The above examples illustrate only a few embodiments of the invention, which are described in detail and are not to be construed as limiting the scope of the invention. It should be noted that it will be apparent to those skilled in the art that several variations and modifications can be made without departing from the spirit of the invention, which are all within the scope of the invention.
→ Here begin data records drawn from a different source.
PR #1926, opened 2025-03-30
Fix wrong color background being visible when keyboard opens

Sjmarf:
Fixed a white background being visible briefly above the keyboard whilst the keyboard is opening:

https://github.com/user-attachments/assets/eceb36e4-9be1-4079-8bb4-7ac84490b501


EricBAndrews (approved):
LGTM! 🔥

PR #283, opened 2018-04-02
Batch caching

### LINKED ISSUE #272: Batch transformations not caching
Since the inputs to a batch transformation are lists of stims instead of stims, memoization is skipped for batch transformers (https://github.com/tyarkoni/pliers/blob/master/pliers/transformers/base.py#L50). 

This creates two problems: 
(1) If a stim is repeated within a batch, it is still run twice
(2) No stim->result transformation is cached. 

We can probably figure out a workaround to (2) but I'm not sure there's a simple solution to (1).

qmac:
Implementation of caching in `BatchTransformerMixin`. This required custom code in `pliers/transformers/base.py` in the `_iterate` method that kept track of repeated elements in a batch or elements already in the cache. 

Also added to some docstrings and the `batch_size` argument everywhere explicitly.

Resolves #272

### DIFF
--- a/pliers/transformers/base.py
+++ b/pliers/transformers/base.py
@@ -236,18 +236,13 @@ class BatchTransformerMixin(Transformer):
         results = []
         for batch in progress_bar_wrapper(batches):
             use_cache = config.get_option('cache_transformers')
-            target_inds = []
+            target_inds = {}
             non_cached = []
-            transformed_keys = set()
             for stim in batch:
                 key = hash((hash(self), hash(stim)))
-                if use_cache and (key in _cache or key in transformed_keys):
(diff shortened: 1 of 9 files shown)


pliers/transformers/base.py
```diff
@@ -235,11 +235,33 @@ def _iterate(self, stims, validation='strict', *args, **kwargs):
         batches = batch_iterable(stims, self._batch_size)
         results = []
         for batch in progress_bar_wrapper(batches):
-            res = self._transform(batch, *args, **kwargs)
+            use_cache = config.get_option('cache_transformers')
```
tyarkoni: Logic all looks good to me, but maybe add a comment or two in this section clarifying what's going on, for posterity.

PR #288, opened 2018-04-19
Video APIs

### LINKED ISSUE #277: Add ability to dynamically set features, onsets, durations, orders in ExtractorResults
Currently any ExtractorResult constructed from `raw` and expecting `to_df` to be called will hold `None` in the `features` `onset` `duration`, and `order` fields after construction.

The latter three are not a particular issue at the moment, since they will be propagated from the `stim` during transformation. However, if `to_df` created multiple feature events, this would be an issue.

Similarly, `features` will always be `None`, and the expected behavior would be that it matches the output of the `data` property.

### LINKED ISSUE #280: Add support for the Google Video Intelligence API
See [here](https://cloud.google.com/video-intelligence/). Looks like it's more or less the same API as the existing Google Cloud APIs, so it shouldn't take much work to add. This should definitely be the highest priority as far as adding new Transformers goes.

qmac:
Provides initial support for the Google Video Intelligence API. 
- `GoogleVideoIntelligenceAPIExtractor` is a general extractor that allows users to specify which features(s) they want to extract, contains main logic for extraction and parsing
- `GoogleVideoAPILabelDetectionExtractor` extracts labels present throughout an entire video, user specified segments, or key frames. This extraction sometimes takes a long time to run, especially if combined with another feature via the parent `GoogleVideoIntelligenceAPIExtractor` class. Use with caution
- `GoogleVideoAPIShotDetectionExtractor` extracts a binary "shot" feature with onsets and durations corresponding to the onsets of shot change detection
- `GoogleVideoAPIExplicitDetectionExtractor` extracts explicit annotations for key frames (ranging from VERY_UNLIKELY to VERY_LIKELY).
- Each transformer is accompanied by `timeout` and `request_rate` parameters that dictate the speed and duration of polling the Google API service for completion

Also expands our support of the Clarifai API by including the ability to extract on videos. This required making the `ClarifaiAPIExtractor` class abstract and refactoring the existing class into a `ClarifaiAPIImageExtractor` and implementing a new `ClarifaiAPIVideoExtractor`.

Resolves #280 
Resolves #277

~~TODO: look for required updates in docs~~


qmac:
@tyarkoni are you ok with this structure of the tests: run the video extraction with a default timeout of 90 seconds
  -If it failed to finish, pass test
  -Otherwise, go through asserts

It will be harder to know when the API has changed and/or is failing, but I can't find a great way to make tests that we know will finish quickly.

pliers/extractors/base.py
```diff
@@ -153,10 +159,12 @@ def to_df(self, timing=True, metadata=False, format='wide',
             df.insert(0, 'onset', onsets)
             df.insert(0, 'duration', durations)
             df.insert(0, 'order', orders)
+            df = df.sort_values('onset').reset_index(drop=True)
             index_cols.extend(['onset', 'order', 'duration'])
 
         if format == 'long':
             df = df.melt(index_cols, var_name='feature')
+            df = df.dropna(subset=['value'])
```
qmac: Drops any rows with NaN values in long format

pliers/extractors/base.py
```diff
@@ -120,9 +120,15 @@ def to_df(self, timing=True, metadata=False, format='wide',
...
-        orders = np.nan if self.order is None else self.order
+        if hasattr(self, '_onsets'):
+            onsets = np.array(self._onsets)
+            onsets += 0.0 if self.onset is None else self.onset
+        else:
+            onsets = np.nan if self.onset is None else self.onset
+        durations = getattr(self, '_durations', self.duration)
+        durations = np.nan if durations is None else durations
+        orders = getattr(self, '_orders', self.order)
+        orders = np.nan if orders is None else orders
```
qmac: Manually checks to see if the Extractor has set new custom timing attributes (prepended with _) during a call to `_to_df`

pliers/extractors/api/google.py
```diff
@@ -132,3 +138,233 @@ def _to_df(self, result):
...
+        msg = "Beginning video extraction with a timeout of %fs. Even for "\
+              "small videos, full extraction may take awhile." % self.timeout
+        logging.warning(msg)
+
+        operation_start = time.time()
+        response = self._query_operations(operation['name'])
+        while 'done' not in response and \
+              (time.time() - operation_start) < self.timeout:
+            response = self._query_operations(operation['name'])
+            time.sleep(self.request_rate)
```
qmac: Polls the Google Video Intelligence Operation for completion every `self.request_rate` seconds

qmac:
@tyarkoni ready for final review. I commented on the major issues/things in the PR since it's pretty big

pliers/converters/api/ibm.py
```diff
@@ -65,7 +65,7 @@ def check_valid_keys(self):
             self._send_request(request)
             return True
         except Exception as e:
-            if 'Unauthorized' in str(e):
+            if 'Not Authorized' in str(e):
```
qmac: Fixes current test failures on `master`

PR #296, opened 2018-05-03
Fix missing RGB

### LINKED ISSUE #295: GooglePropertyExtractor - VisionAPI not returning full RGB information
This look more like a bug with GoogleVisionAPI, but for some images (er rather just one), only "red" and "green" are returned in the response, but no blue, leading to a KeyError. I'm going to investigate if its because blue = 0, or because of a random fluke. It would be good to make the extractor robust to these possible responses.

    color = {'color': {'red': 68, 'green': 3}, 'score': 0.007824038, 'pixelFraction': 0.014705882}

https://github.com/tyarkoni/pliers/blob/a7ea0d2c69de92bf74388295de0a18311bf0a294/pliers/extractors/api/google.py#L112

adelavega:
Fixes #295

### DIFF
--- a/pliers/extractors/api/google.py
+++ b/pliers/extractors/api/google.py
@@ -109,7 +109,9 @@ class GoogleVisionAPIPropertyExtractor(GoogleVisionAPIExtractor):
         data_dict = {}
         for color in colors:
             rgb = color['color']
-            data_dict[(rgb.get('red',0), rgb.get('green', 0), rgb.get('blue', 0))] = color['score']
+            key = [rgb.get('red', 0), rgb.get('green', 0), rgb.get('blue', 0)]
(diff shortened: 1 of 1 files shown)


qmac:
Potentially would not have occurred if we were wrapping `google-cloud-python` instead of directly requesting. But LGTM.

adelavega:
Yes, looks like they fixed that in their python module, but not the API itself.

adelavega:
Before this gets merged, I just found a related bug that should be addressed: the "feature_name" in `to_df` for this extractor is the R value, not the RGB combined.

adelavega:
Fixed. @tyarkoni let me know if this looks reasonable.

PR #299, opened 2018-05-11
Forced alignment

### LINKED ISSUE #290: PunctuationRemovalFilter only removes punctuation that are tokens
Most notably, apostrophes linger.
Simple solution: don't inherit from `TokenRemovalFilter`, just use a simple regex replace.

qmac:
Provides basic forced alignment via the python package [aeneas](https://github.com/readbeyond/aeneas). Forced alignment is performed via a `Filter` operating on a `TranscribedAudioCompoundStim` that contains an audio stim and its corresponding transcript. Alignment is done by providing onsets and duration to each component `TextStim` in the `ComplexTextStim` transcript. An example script performing word-level alignment is added under `examples/`. Note that results are barely mediocre, particularly since `aeneas` was not built to perform word-level alignment.

Currently exploring other packages with more sophisticated setup that perform forced alignment better, especially at the word granularity.

This contains some additional maintenance/bug fixes that could be cherry-picked if we decide not to merge and/or want those fixes in master sooner. (Resolves #290)

Travis seems to dislike installing `aeneas` via pip, not sure what to do about that.


qmac:
Closing in light of the bug fixes being in #301 and the results being fairly poor

PR #301, opened 2018-05-15
Various bug fixes and minor cleanups

### LINKED ISSUE #290: PunctuationRemovalFilter only removes punctuation that are tokens

### LINKED ISSUE #294: VideoFrameStim initialized from data will reload video
Haven't explicitly tested this, but looking at the code it appears the constructor for `VideoFrameStim`, when give empty `data` will call the `ImageStim` constructor with the `VideoStim` filename, causing the data to be reloaded (may even error, but worst case an expensive operation). The `data` is then immediately overwritten with the correct frame, but we should avoid the reloading.

Fortunately, I don't think there's anywhere in the codebase where this actually happens.

### LINKED ISSUE #298: get_frame using onset on a sampled VideoFrameCollection IndexError
https://github.com/tyarkoni/pliers/blob/master/pliers/stimuli/video.py#L102 finds the frame number, not the index.

qmac:
A couple patches to the mechanics of `VideoStim` and `VideoFrameCollectionStim`.
-Changed the `get_frame` method to only accept an `onset` argument on `VideoStim`s, since this becomes ambiguous for `VideoFrameCollectionStim`s anyways
-Updates to make the sampling more accurate (rounded at the appropriate moment) in the `FrameSamplingFilter`. Made it possible to perform upsampling, but took away the ability to sample on an already-sampled `VideoFrameCollectionStim`

Resolves #294
Resolves #298

Cherry picked some commits from #299.
-Resolves #290. Removes punctuation that count as tokens
-Small update to the `speech_contexts` argument for the `GoogleSpeechAPIConverter`
-Small fix for audio sampling rate if initialized from an existing clip
-Added functionality to `ComplexTextStim` to enable output to .srt files

### DIFF
--- a/pliers/filters/text.py
+++ b/pliers/filters/text.py
@@ -139,8 +139,11 @@ class PunctuationRemovalFilter(TokenRemovalFilter):
 
     ''' Removes punctuation from a TextStim. '''
 
-    def __init__(self, tokens=string.punctuation):
-        super(PunctuationRemovalFilter, self).__init__(tokens)
+    def _filter(self, stim):
+        text = stim.text
+        for c in string.punctuation:
+            text = text.replace(c, '')
+        return TextStim(stim.filename, text)
 
 
 class LowerCasingFilter(TextFilter):
--- a/pliers/filters/text.py
+++ b/pliers/filters/text.py
@@ -2,6 +2,7 @@
 
 import nltk
 import string
+import re
 
 from six import string_types
 from nltk import stem
@@ -135,14 +136,13 @@ class TokenRemovalFilter(TextFilter):
         return TextStim(stim.filename, text)
 
 
-class PunctuationRemovalFilter(TokenRemovalFilter):
+class PunctuationRemovalFilter(TextFilter):
 
     ''' Removes punctuation from a TextStim. '''
 
     def _filter(self, stim):
-        text = stim.text
-        for c in string.punctuation:
-            text = text.replace(c, '')
+        pattern = '[%s]' % re.escape(string.punctuation)
+        text = re.sub(pattern, '', stim.text)
         return TextStim(stim.filename, text)
 
 
--- a/pliers/filters/video.py
+++ b/pliers/filters/video.py
@@ -1,9 +1,13 @@
 ''' Filters that operate on TextStim inputs. '''
 
 from pliers.stimuli.video import VideoStim, VideoFrameCollectionStim
+from pliers.utils import attempt_to_import, verify_dependencies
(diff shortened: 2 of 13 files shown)


pliers/filters/text.py
```diff
@@ -139,8 +139,11 @@ class PunctuationRemovalFilter(TokenRemovalFilter):
 
     ''' Removes punctuation from a TextStim. '''
 
-    def __init__(self, tokens=string.punctuation):
-        super(PunctuationRemovalFilter, self).__init__(tokens)
+    def _filter(self, stim):
+        text = stim.text
+        for c in string.punctuation:
```
tyarkoni: Could replace this with `text = text.translate(None, string.punctuation)`, which should be much faster.

pliers/filters/video.py
```diff
@@ -1,17 +1,26 @@
...
+
 
 class VideoFilter(Filter):
 
     ''' Base class for all VideoFilters. '''
 
+    _input_type = VideoStim
+
+
+class VideoFrameFilter(Filter):
```
tyarkoni: I think we can probably drop this if the only thing it's used for is to set the `_input_type`... that could just be done in each subclass. Unless you think it will make sense to add functionality here down the line, or there's somewhere else it's important.

pliers/filters/video.py
```diff
@@ -36,28 +45,33 @@ def __init__(self, every=None, hertz=None, top_n=None):
...
-            new_idx = range(int(video.fps * video.clip.duration))[::self.every]
+            new_idx = range(video.n_frames)[::self.every]
         elif self.hertz is not None:
-            interval = int(video.fps / self.hertz)
-            new_idx = range(int(video.fps * video.clip.duration))[::interval]
+            interval = video.fps / float(self.hertz)
+            new_idx = np.arange(0, video.n_frames, interval).astype(int)
+            new_idx = list(new_idx)
         elif self.top_n is not None:
             import cv2
```
tyarkoni: Should probably use the import checking util here to make sure `cv2` is available.

pliers/filters/text.py
qmac: Doesn't seem to be a clean solution this way that supports Python 2 and 3?

tyarkoni: Ah, didn't realize this wasn't in 3. We could import `maketrans` from different places and construct the argument to `translate` that way, but it doesn't seem worth it. I think at minimum we should be able to use `re.gsub` though, which should still be much faster.

PR #308, opened 2018-07-11
Add os.path and pliers.tests.utils imports

rogilmore:
I found that I needed these to make the Quick Start demo work.


qmac:
Thanks for pointing this out and fixing it! It may be worth to put it in a separate section at the top of the doc, like it is in the example notebook, as it is used throughout the instructions.

tyarkoni:
Thanks Rick!

PR #312, opened 2018-09-18
Set `unknown` fps to 44100

### LINKED ISSUE #311: Loading videos: Audio FPS can be unknown
When loading a video, an error occurs due to this line:

https://github.com/tyarkoni/pliers/blob/cfd43d4143fd8a3b148cf12c23996128b671d428/pliers/stimuli/video.py#L82

audio_fps is return as `unknown`,  and that value later causes `moviepy` to throw an error, because it is expecting a float, not string.

seems as though ffmpeg is returning `unknown` for some reason, and previously this wasn't a problem because the `audio_fps` was previously not passed down in the same manner. 

I think the easy solution here is to treat `unknown` as None, and set to the default value of `44100`

adelavega:
Closes #311


tyarkoni:
Thanks!

PR #316, opened 2018-12-05
Changed location of words list assignment for GoogleSpeechAPIConverter

amekhanik:
In using the GoogleSpeechAPIConverter within pliers I noticed a mistake in the location where the list containing all the transcribed words is assigned. The list is re-assigned with every new response from the API and so whatever was in all of the previous responses would get overwritten and only the last speech block will be returned as the final output.

I just quickly moved it outside the for loop so if it's transcribing a clip with multiple audio blocks, everything would get returned.

### DIFF
--- a/pliers/converters/api/google.py
+++ b/pliers/converters/api/google.py
@@ -90,10 +90,10 @@ class GoogleSpeechAPIConverter(GoogleAPITransformer, AudioToTextConverter):
             raise Exception(response['error']['message'])
 
         offset = 0.0 if stim.onset is None else stim.onset
+	words = []
         if 'results' in response:
             for result in response['results']:
                 transcription = result['alternatives'][0]
-                words = []
                 for w in transcription['words']:
                     onset = float(w['startTime'][:-1])
                     duration = float(w['endTime'][:-1]) - onset
--- a/pliers/converters/api/google.py
+++ b/pliers/converters/api/google.py
@@ -90,7 +90,7 @@ class GoogleSpeechAPIConverter(GoogleAPITransformer, AudioToTextConverter):
             raise Exception(response['error']['message'])
 
         offset = 0.0 if stim.onset is None else stim.onset
-	words = []
+        words = []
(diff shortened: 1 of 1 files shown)


qmac:
Great catch @amekhanik, will merge soon! Thanks!

amekhanik:
Hey @qmac quick thought, would it make sense to separate the output from each audio block? So each response has its own list of words, all housed within a total transcription list? This may make sentiment analysis performance better, instead of amalgamating all the text for a 45 second clip, for example, where multiple sentiments may get meshed together.

Let me know what you think, I'd be glad to make the quick change

qmac:
Hmmm, @amekhanik which of these scenarios are you describing for the output of this Converter?
1) Output a `ComplexTextStim` where every component `TextStim` is a space-delimited text segment of the audio block
    - This would be analogous to outputting ["here is the first block", "here is the second block"]
2) Output a list of `ComplexTextStim` where every component `ComplexTextStim` corresponds to an audio block, whose component `TextStim` are single words
    - This would be analogous to outputting [["here", "is", "the", "first", "block"], ["here", "is", "the", "second", "block"]]
3) Something else?

With the current changes from your PR, this outputs a single `ComplexTextStim` of component `TextStim`s that are words, analogous to ["here", "is", "the", "first", "block", "here", "is", "the", "second", "block"].

This discussion has come up before, and we typically try to limit the amount of tokenization/ detokenization imposed by the converter, as this is a messy endeavor. 

Do you know if the result blocks from Google are representative of any meaningful split (speaker change, etc.)? My initial guess was no, which is why the code was written as is. It also helps standardize the output with the other speech-to-text converters.

amekhanik:
Yeah I realized a little after posting that that a ComplexTextStim can't iterate through nested lists as it expects every element to be a TextStim so it can use the onset. And I had in mind the 2nd scenario. Yeah the result blocks split from Google seem to just represent a long enough period of no transcribable speech

PR #319, opened 2019-02-04
initial review for changes to text.py

jayeetaroy:


pliers/extractors/text.py
```diff
@@ -13,9 +14,16 @@
 import pandas as pd
 import nltk
 from nltk.sentiment.vader import SentimentIntensityAnalyzer
-import sys
+
+import re
+import spacy
```
tyarkoni: Instead of importing directly, the pattern we use is to assign the import using the `attempt_to_import` helper; see the `sklearn_text` example on [this line](https://github.com/tyarkoni/pliers/pull/319/files#diff-7f7f2c63289715b624c2a87196693f96R29). You would do something similar for spacy.

pliers/extractors/text.py
```diff
@@ -155,6 +163,20 @@ def _extract(self, stim):
...
 
+class LowerCaseSpecialCharStripExtractor(TextExtractor):
+
+    ''' Strips the text of the special characters and converts to lower case. '''
+
+    VERSION = '1.0'
+
+    def _extract(self, stim):
+        
+        string=re.sub('[^ a-zA-Z0-9]', '', stim)
```
tyarkoni: This needs to be `stim.text`; the input `stim` is a `TextStim` instance, not a string. The text is stored in its `.text` attribute.

pliers/extractors/text.py
```diff
@@ -313,3 +335,38 @@ def _extract(self, stim):
         features = ['sentiment_' + k for k in scores.keys()]
         return ExtractorResult([list(scores.values())], stim, self,
                                features=features)
+
+class SpaCyExtractor(TextExtractor):
+    
+    def __init__(self, model='en_core_web_sm', features=None):
+        #verify_dependencies(['spacy'])
```
tyarkoni: This is the right approach; you can uncomment this line and `spacy` will be available in the namespace (assuming you've imported with `attempt_to_import` as mentioned above).

pliers/extractors/text.py
```diff
@@ -313,3 +335,38 @@ def _extract(self, stim):
...
+        try: 
+            nlp = spacy.load('en_core_web_sm')
+        except ImportError:
```
tyarkoni: Rather than raising an exception if `spacy.load`  fails, you could first try downloading it via `spacy_download`. One way to do this is to have a second, nested try/except block. I.e., the logic is: first try to load the desired language model. If it fails, try to download it. If *that* fails, only then do we raise an `ImportError`.

pliers/extractors/text.py
```diff
@@ -313,3 +335,38 @@ def _extract(self, stim):
         features = ['sentiment_' + k for k in scores.keys()]
         return ExtractorResult([list(scores.values())], stim, self,
                                features=features)
+
+class SpaCyExtractor(TextExtractor):
+    
+    def __init__(self, model='en_core_web_sm', features=None):
+        #verify_dependencies(['spacy'])
+        try: 
+            nlp = spacy.load('en_core_web_sm')
```
tyarkoni: I imagine this was probably just a first step, but don't forget to replace `'en_core_web_sm'` with `self.model`, as we want to load whatever model the user wants to use.

pliers/extractors/text.py
```diff
@@ -313,3 +335,38 @@ def _extract(self, stim):
         features = ['sentiment_' + k for k in scores.keys()]
         return ExtractorResult([list(scores.values())], stim, self,
                                features=features)
+
+class SpaCyExtractor(TextExtractor):
+    
+    def __init__(self, model='en_core_web_sm', features=None):
```
tyarkoni: Don't forget to store the passed arguments internally in the instance (i.e., to assign `self.model = model`, etc.) That way you can access them later from the `_transform` method.

pliers/extractors/text.py
```diff
@@ -313,3 +335,38 @@ def _extract(self, stim):
...
+            nlp = spacy.load('en_core_web_sm')
+        except ImportError:
+            logging.warning("Spacy Models ('en_core_web_sm') not found. Downloading and installing")
+            spacy_download("en_core_web_sm-2.0.0/en_core_web_sm-2.0.0.tar.gz")
+           
+            
+            
+    def _extract(self, stim):
+        #make lowercase, remove puntuations:
+        stim=LowerCaseSpecialCharStripExtractor._extract(stim)
```
tyarkoni: Let's drop this part. It's a good thought, but for now let's leave out any preprocessing. (If the user wants to do some, they can explicitly include a preprocessing transformer in their chain.)

pliers/extractors/text.py
```diff
@@ -313,3 +335,38 @@ def _extract(self, stim):
...
+        features=[[]]
```
tyarkoni: As we discussed, you were on the right track: the data returned is a 2D array (though I believe you can also pass it to `ExtractorResult` as a list of lists; either should work). Each column is a feature value, and each row is (in our case) a word in the sequence. I'll add more comments once you revise this chunk of the code to be more general.

tyarkoni:
Note also that the automated tests are currently failing because spacy isn't being installed on Travis-CI. You can fix this by updating the `travis.yml` config file to make sure that `spacy` is pip installed alongside the other dependencies.

pliers/extractors/text.py
```diff
@@ -13,14 +14,20 @@
 import pandas as pd
 import nltk
 from nltk.sentiment.vader import SentimentIntensityAnalyzer
-import sys
+import os
+import re
+from spacy.cli.download import download as spacy_download
```
tyarkoni: I think you can drop this line; `spacy` should already be in the namespace thanks to the `attempt_to_import` line below, which implicitly imports it (if it's installed)

pliers/extractors/text.py
```diff
@@ -313,3 +334,52 @@ def _extract(self, stim):
...
+    def __init__(self, model='en_core_web_sm', features=None):
+        verify_dependencies(['spacy'])
+        try: 
+            print(model)
+            model_na=model[:2]
+            self.model = spacy.load(model_na)
+            self.features= features
+            print('loaded model: ',self.model )
+        except (ImportError, IOError, OSError) as e:
+            logging.error("Spacy Models ('"+model+"') not found. Downloading and installing")
```
tyarkoni: This works, but it's conventional and more maintainable to use string formatting for this kind of thing—i.e., something like `"Spacy Model '{}' not found. Downloading and installing".format(model)`

pliers/extractors/text.py
```diff
@@ -313,3 +334,52 @@ def _extract(self, stim):
...
                                features=features)
+
+class SpaCyExtractor(TextExtractor):
+
+    
+    def __init__(self, model='en_core_web_sm', features=None):
+        verify_dependencies(['spacy'])
+        try: 
+            print(model)
+            model_na=model[:2]
```
tyarkoni: This is purely a stylistic thing that has no functional implications, but we try to adhere to the PEP8 style guide. Per PEP8, operators should have whitespace on both sides (i.e., `a = 2`, not `a=2`). This may seem pedantic, but it's good to get into the habit of following the conventions, because it makes code more readable (and most other Python codebases also follow PEP8, so it will benefit you later). Depending on your IDE/text editor, you can probably install a plugin that auto-formats the code for you.

pliers/extractors/text.py
```diff
@@ -313,3 +334,52 @@ def _extract(self, stim):
...
+           
+            
+            
+    def _extract(self, stim):
+        
+        inputTxt=self.model(stim.text)
+        features_list=[]
+        #taking the sentiment value for example 
+    
+        if self.features==None:
```
tyarkoni: When checking against `None`, the Python idiom is to use `is` rather than `==`.

pliers/extractors/text.py
```diff
@@ -313,3 +334,52 @@ def _extract(self, stim):
...
+            #spacy_download.download_model("en_core_web_sm-2.0.0/en_core_web_sm-2.0.0.tar.gz")
+            os.system('python -m spacy download '+model)
+            
+        super(SpaCyExtractor, self).__init__()
+           
+            
+            
+    def _extract(self, stim):
+        
+        inputTxt=self.model(stim.text)
```
tyarkoni: Per Python naming conventions, variable names should use snake case (i.e., `input_txt`).

pliers/extractors/text.py
```diff
@@ -313,3 +334,52 @@ def _extract(self, stim):
...
+            features=['raw_text', 'text','lemma', 'pos', 'tag', 'syntactic_dependancy', 'shape', 'alpha', 'stop' ]
+        
+        for token in inputTxt:
+            arr=[]
+            arr.extend((token, token.text, token.lemma_, token.pos_, token.tag_, token.dep_,
+                  token.shape_, token.is_alpha, token.is_stop))
+            features_list.append(arr)
+            
+        #print(features_list)  
+        return ExtractorResult(features_list, stim,
```
tyarkoni: Let's also pass `order` in—that can just be a sequential list of integers in this case.

pliers/extractors/text.py
```diff
@@ -313,3 +334,52 @@ def _extract(self, stim):
...
+        inputTxt=self.model(stim.text)
+        features_list=[]
+        #taking the sentiment value for example 
+    
+        if self.features==None:
+            features=['raw_text', 'text','lemma', 'pos', 'tag', 'syntactic_dependancy', 'shape', 'alpha', 'stop' ]
+        
+        for token in inputTxt:
+            arr=[]
+            arr.extend((token, token.text, token.lemma_, token.pos_, token.tag_, token.dep_,
```
tyarkoni: This will handle the case where the user didn't pass in features themselves, but if `features is not None` at initialization, the user will still get back all of the features. You'll need to loop over features and only add them if they're in `features`.

pliers/extractors/text.py
```diff
@@ -342,44 +341,44 @@ def __init__(self, model='en_core_web_sm', features=None):
         verify_dependencies(['spacy'])
         try:
```
tyarkoni: If the `try` block fails, `self.model` and `self.features` won't exist, so extraction will fail when the user calls `transform()`, even if the download process succeeded.

pliers/extractors/text.py
tyarkoni: Note: `input_txt`, not `input_Txt`.

pliers/extractors/text.py
```diff
@@ -313,3 +332,114 @@ def _extract(self, stim):
...
+     tag_ : Fine-grained part-of-speech.(unicode)
+     dep_ : Syntactic dependency relation.(unicode)
+     shape_ : Transform of the tokens's string, to show orthographic features. For example, "Xxxx" or "dd".(unicode)
+     is_alpha : Does the token consist of alphabetic characters? (bool)
+     is_stop : Is the token part of a "stop list"? (bool)
+     is_punct : Is the token punctuation?(bool)
+     sentiment : A scalar value indicating the positivity or negativity of the token.(float)
+     is_ascii : Does the token consist of ASCII characters?(bool)
+     is_digit : Does the token consist of digits?(bool)
+    '''
```
tyarkoni: The docstring should also have a separate `Args:` section that describes what the arguments (`model` and `features` are). See other `Extractors` for examples.

pliers/extractors/text.py
```diff
@@ -313,3 +332,114 @@ def _extract(self, stim):
...
+            self.model = spacy.load(model)
+
+            print('loaded model: ', self.model)
+        except (ImportError, IOError, OSError) as e:
+            logging.error(
+                "Spacy Models ('{ "+model+" }') not found. Downloading and installing")
+
+            os.system('python -m spacy download '+model)
+            model_na = model[:2]
+            self.model = spacy.load(model_na)
```
tyarkoni: I'm assuming the reason you're taking just the language part of the model name is to try and load a related model if the specific one the user asked for can't be found. But we probably don't want to do that in this case, because then the user won't know that we loaded a different model.

I.e., suppose they pass `model='en_new_fancy_model'`. That doesn't actually exist, but because spacy will successfully load *something* if we try to load just `'en'`, we're now in a position where we no longer know exactly which model was loaded. We could in theory track this internally, but it's probably easier and safer to just fail. So let's change this to just `load(model)`, and if it fails, the user will know that they're passing an invalid model name.

pliers/extractors/text.py
```diff
@@ -313,3 +332,114 @@ def _extract(self, stim):
...
+        super(SpaCyTokenExtractor, self).__init__()
+
+    def _extract(self, stim):
+
+         input_txt = self.model(stim.text)
+         features_list = []
+
+         order_list = list(range(1, len(input_txt)+1))
+
+         if self.features is None:
```
tyarkoni: This check can move to `__init__`; that way it only runs once. (Currently it will run again each time `_extract` is called.)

Accordingly, the scope of the invention should be assessed as that of the appended claims.

Claims

1. A preparation method of 2-fluoro-5-formylbenzonitrile is characterized in that: the method comprises the following steps:

Wherein the intermediate I is The intermediate II isThe target product is；

In step S1, the halide is sodium chloride; the aldehyde is paraformaldehyde or 30% formaldehyde solution, the acid is concentrated sulfuric acid,

In step S1, the catalyst is anhydrous zinc chloride;

in the step S2, the hydrolysis is carried out in an alkaline aqueous solution, wherein the alkali is one of sodium carbonate, potassium carbonate, sodium hydroxide and triethylamine;

in step S3, the oxidizing agent used in the oxidation reaction is sodium hypochlorite; x in the intermediate I is Cl,

The reaction temperature of the step S1, the step S2 and the step S3 is 0-100 ℃.